DATA RECORDS:

▽

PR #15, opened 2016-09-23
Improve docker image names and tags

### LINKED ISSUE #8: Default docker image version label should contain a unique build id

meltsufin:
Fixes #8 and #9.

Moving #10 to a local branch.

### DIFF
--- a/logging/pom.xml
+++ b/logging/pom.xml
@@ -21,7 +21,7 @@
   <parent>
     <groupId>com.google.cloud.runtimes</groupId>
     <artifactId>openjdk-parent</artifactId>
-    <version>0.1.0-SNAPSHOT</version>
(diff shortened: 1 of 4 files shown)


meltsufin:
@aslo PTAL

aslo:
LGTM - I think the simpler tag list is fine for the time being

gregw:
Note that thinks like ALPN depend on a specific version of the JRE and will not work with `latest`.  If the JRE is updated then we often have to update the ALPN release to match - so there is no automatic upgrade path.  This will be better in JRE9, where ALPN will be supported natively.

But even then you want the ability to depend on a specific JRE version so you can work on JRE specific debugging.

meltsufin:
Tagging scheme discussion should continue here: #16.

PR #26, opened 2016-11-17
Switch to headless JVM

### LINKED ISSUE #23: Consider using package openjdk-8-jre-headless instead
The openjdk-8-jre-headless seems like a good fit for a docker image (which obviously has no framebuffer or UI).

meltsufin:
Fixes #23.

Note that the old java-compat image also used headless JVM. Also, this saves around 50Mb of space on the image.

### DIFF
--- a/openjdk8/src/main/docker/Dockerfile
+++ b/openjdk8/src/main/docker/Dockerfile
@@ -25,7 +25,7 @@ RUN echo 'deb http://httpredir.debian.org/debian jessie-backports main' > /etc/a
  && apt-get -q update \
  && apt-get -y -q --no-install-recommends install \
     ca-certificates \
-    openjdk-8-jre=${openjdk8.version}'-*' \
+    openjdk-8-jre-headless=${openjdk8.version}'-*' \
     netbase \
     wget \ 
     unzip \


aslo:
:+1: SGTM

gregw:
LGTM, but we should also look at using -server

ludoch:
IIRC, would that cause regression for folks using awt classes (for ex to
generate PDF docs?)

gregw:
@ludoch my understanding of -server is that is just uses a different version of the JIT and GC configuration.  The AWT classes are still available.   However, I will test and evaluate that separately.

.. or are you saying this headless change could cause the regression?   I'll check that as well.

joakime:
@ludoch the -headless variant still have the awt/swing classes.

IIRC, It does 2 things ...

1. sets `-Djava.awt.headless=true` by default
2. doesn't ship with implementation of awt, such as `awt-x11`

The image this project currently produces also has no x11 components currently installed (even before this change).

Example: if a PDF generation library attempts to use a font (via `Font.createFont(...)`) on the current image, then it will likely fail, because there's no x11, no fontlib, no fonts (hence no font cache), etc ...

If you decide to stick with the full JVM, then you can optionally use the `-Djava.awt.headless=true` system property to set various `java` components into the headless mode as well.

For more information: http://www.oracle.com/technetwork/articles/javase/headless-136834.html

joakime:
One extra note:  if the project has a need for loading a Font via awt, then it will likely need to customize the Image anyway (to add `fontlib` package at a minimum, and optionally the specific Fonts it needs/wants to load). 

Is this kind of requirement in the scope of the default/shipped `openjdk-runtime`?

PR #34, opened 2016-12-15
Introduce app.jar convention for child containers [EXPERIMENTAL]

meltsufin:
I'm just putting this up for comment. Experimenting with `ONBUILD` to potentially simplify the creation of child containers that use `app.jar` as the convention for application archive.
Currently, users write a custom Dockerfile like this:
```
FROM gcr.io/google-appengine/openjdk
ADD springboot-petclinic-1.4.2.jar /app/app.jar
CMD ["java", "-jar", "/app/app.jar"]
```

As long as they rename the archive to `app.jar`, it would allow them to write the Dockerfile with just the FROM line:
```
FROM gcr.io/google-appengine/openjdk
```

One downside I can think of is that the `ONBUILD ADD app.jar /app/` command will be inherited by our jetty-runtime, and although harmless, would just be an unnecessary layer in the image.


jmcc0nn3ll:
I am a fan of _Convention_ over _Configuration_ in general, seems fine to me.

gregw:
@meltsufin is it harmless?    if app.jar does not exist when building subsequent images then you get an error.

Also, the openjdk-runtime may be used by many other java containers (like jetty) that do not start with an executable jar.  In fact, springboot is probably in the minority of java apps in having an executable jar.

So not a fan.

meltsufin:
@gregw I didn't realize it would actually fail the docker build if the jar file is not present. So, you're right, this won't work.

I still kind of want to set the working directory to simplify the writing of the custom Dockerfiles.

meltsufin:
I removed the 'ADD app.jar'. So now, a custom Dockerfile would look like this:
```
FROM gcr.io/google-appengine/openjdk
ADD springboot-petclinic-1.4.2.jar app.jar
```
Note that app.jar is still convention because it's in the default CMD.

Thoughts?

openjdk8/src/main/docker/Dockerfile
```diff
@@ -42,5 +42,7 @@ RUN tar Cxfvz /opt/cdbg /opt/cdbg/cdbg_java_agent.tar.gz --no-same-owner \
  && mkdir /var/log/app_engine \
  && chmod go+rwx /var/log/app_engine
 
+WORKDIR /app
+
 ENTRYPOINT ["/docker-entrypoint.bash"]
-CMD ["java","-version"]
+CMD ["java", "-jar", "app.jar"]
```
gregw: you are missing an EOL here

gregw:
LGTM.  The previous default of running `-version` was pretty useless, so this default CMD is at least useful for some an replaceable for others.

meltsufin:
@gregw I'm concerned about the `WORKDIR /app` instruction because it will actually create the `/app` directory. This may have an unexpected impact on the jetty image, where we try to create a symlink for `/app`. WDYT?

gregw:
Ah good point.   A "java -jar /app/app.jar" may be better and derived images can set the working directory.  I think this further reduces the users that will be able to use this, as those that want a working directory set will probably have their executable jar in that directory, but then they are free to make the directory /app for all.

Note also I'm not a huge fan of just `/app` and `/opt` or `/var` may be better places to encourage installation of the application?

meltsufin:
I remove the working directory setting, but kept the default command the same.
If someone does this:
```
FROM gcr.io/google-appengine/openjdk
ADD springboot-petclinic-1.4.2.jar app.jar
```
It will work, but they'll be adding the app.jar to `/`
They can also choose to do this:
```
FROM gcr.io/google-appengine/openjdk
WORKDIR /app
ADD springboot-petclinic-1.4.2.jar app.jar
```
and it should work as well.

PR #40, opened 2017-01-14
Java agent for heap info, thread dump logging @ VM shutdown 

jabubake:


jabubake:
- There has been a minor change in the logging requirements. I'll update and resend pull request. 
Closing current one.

△

WHAT TO DO: Please return every line of the records that contains the word "main".

SOLVED EXERCISE:
--- a/openjdk8/src/main/docker/Dockerfile
+++ b/openjdk8/src/main/docker/Dockerfile
@@ -25,7 +25,7 @@ RUN echo 'deb http://httpredir.debian.org/debian jessie-backports main' > /etc/a
openjdk8/src/main/docker/Dockerfile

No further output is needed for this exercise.